The PTAB recently took up the issue of whether, in a family of patents and applications, a later patent in the family is entitled to the benefit of the filing date of an earlier-filed application in the family where the later patent and the earlier application do not themselves share a common inventor, but each application in the chain share a common inventor with at least the immediately preceding application.  Without Federal Circuit precedent directly on point, the PTAB construed the statutory language of 35 U.S.C. §120 to require at least one common inventor between the later patent and the earlier-filed application to which priority is being claimed. Common inventorship between immediately-preceding applications in the chain alone is not sufficient.

In Polaris Wireless, Inc. v.

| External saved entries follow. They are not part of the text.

PR #430, opened 2022-02-08
changed turn url

Buhle79:


eventstore/tasks.py
```diff
@@ -626,7 +626,7 @@ def get_turn_profile_link(contact_number):
         }
 
         if contact_number:
-            turn_url = settings.TURN_URL + "/v1/contacts/{}/messages".format(
+            turn_url = settings.TURN_URL + "v1/contacts/{}/messages".format(
```
erikh360: Let rather use the `urljoin` package to build this URL, then we'll know it will always work, doesn't matter what TURN_URL is configured as.

erikh360: Example: https://github.com/praekeltfoundation/ndoh-hub/blob/develop/eventstore/tasks.py#L71

eventstore/tasks.py
```diff
@@ -626,7 +626,7 @@ def get_turn_profile_link(contact_number):
         }
 
         if contact_number:
-            turn_url = settings.TURN_URL + "/v1/contacts/{}/messages".format(
+            turn_url = urljoin(settings.TURN_URL, "v1/contacts/{}/messages").format(
```
erikh360: Sorry for adding this in a separate review but please change this to an f string:
`turn_url = urljoin(settings.TURN_URL, f"v1/contacts/{contact_number}/messages")`

erikh360 (approved):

True Position, Inc., IPR2013-00323, the Patent Owner attempted to disqualify an asserted prior art reference by claiming priority to the filing date of an application filed before the publication date of the prior art reference.  The priority application was linked to the patent challenged in the IPR through a series of intermediary continuation applications.  While each of the applications and patents in the family shared a common inventor with at least the application that immediately preceded it, the challenged patent did not share a common inventor with the priority application itself.

Without Federal Circuit precedent directly on point, the PTAB turned directly to the language of  35 U.S.C. §120, and particularly the provision that “…a patent is entitled to the priority date of an earlier filed application if…the applications have at least one common inventor.”  The PTAB concluded that the “earlier filed application” properly refers to the prior filed application with the accordable filing date.  The PTAB further concluded that its interpretation of the statute is “consistent with” (though not directly addressed by) Federal Circuit precedent on 35 U.S.C. §120.

Therefore, under Polaris Wireless, Inc. v. True Position, Inc., a patent is entitled to the priority date of an earlier-filed application only if the patent and the earlier-filed application themselves share a common inventor.